◆ About this exercise: Find how many lines in the data below mention "know". Give the number only.

◆ Record set:
════════
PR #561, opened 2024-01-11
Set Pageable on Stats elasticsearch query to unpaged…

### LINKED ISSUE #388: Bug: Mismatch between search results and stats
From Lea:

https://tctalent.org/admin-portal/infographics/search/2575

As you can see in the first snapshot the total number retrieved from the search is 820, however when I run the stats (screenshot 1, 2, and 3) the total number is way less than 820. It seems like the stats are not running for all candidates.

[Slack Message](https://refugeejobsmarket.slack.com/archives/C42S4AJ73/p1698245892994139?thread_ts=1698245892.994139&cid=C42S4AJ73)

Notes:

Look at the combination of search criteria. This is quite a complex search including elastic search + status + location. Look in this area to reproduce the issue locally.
════════
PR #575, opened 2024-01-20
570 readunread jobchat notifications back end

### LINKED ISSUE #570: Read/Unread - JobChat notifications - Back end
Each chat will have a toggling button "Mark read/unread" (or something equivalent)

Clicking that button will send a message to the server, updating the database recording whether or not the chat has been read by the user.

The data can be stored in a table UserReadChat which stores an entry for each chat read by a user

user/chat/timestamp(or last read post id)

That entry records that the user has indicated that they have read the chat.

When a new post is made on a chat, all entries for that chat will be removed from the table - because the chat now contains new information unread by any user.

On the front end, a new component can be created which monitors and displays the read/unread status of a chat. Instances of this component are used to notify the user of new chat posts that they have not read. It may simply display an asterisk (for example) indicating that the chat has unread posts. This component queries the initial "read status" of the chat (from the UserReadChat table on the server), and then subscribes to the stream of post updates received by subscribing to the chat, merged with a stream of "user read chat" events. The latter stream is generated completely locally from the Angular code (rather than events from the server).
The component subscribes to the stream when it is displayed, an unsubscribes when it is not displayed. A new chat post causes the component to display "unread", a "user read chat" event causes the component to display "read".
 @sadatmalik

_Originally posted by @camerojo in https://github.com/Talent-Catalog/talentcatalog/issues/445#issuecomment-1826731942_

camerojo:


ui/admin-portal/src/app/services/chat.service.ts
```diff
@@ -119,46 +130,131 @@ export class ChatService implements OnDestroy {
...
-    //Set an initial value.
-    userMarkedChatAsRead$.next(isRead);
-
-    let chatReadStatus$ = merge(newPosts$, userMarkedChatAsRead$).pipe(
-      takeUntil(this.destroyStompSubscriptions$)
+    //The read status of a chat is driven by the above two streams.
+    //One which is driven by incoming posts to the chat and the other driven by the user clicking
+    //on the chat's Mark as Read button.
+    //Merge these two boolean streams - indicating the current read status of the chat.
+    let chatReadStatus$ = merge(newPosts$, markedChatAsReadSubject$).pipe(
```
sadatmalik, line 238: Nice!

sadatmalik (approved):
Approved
════════
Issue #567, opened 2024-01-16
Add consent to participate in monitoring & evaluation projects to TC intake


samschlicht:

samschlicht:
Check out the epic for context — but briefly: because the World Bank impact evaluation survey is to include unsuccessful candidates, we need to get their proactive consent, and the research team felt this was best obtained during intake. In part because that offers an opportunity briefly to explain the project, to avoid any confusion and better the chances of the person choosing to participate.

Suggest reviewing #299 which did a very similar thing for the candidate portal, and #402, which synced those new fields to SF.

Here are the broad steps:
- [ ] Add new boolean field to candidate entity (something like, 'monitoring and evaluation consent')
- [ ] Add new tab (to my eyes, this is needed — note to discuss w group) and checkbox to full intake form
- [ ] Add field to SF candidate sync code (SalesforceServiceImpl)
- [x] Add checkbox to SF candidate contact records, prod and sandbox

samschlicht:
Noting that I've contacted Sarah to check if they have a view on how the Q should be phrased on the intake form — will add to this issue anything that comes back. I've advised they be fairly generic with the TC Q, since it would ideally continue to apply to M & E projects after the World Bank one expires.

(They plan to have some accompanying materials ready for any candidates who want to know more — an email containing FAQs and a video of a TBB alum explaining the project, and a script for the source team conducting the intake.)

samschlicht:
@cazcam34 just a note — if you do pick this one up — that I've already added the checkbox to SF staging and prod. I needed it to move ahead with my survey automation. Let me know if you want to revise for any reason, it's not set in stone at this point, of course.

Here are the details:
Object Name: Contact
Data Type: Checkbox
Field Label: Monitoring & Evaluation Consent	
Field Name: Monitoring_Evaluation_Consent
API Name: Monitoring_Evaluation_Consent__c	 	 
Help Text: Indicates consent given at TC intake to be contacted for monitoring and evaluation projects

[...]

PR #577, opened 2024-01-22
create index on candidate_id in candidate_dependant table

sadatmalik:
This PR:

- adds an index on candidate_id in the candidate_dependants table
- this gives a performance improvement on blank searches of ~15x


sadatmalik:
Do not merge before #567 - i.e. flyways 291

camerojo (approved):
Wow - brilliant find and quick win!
════════
◆ Output for this exercise: 2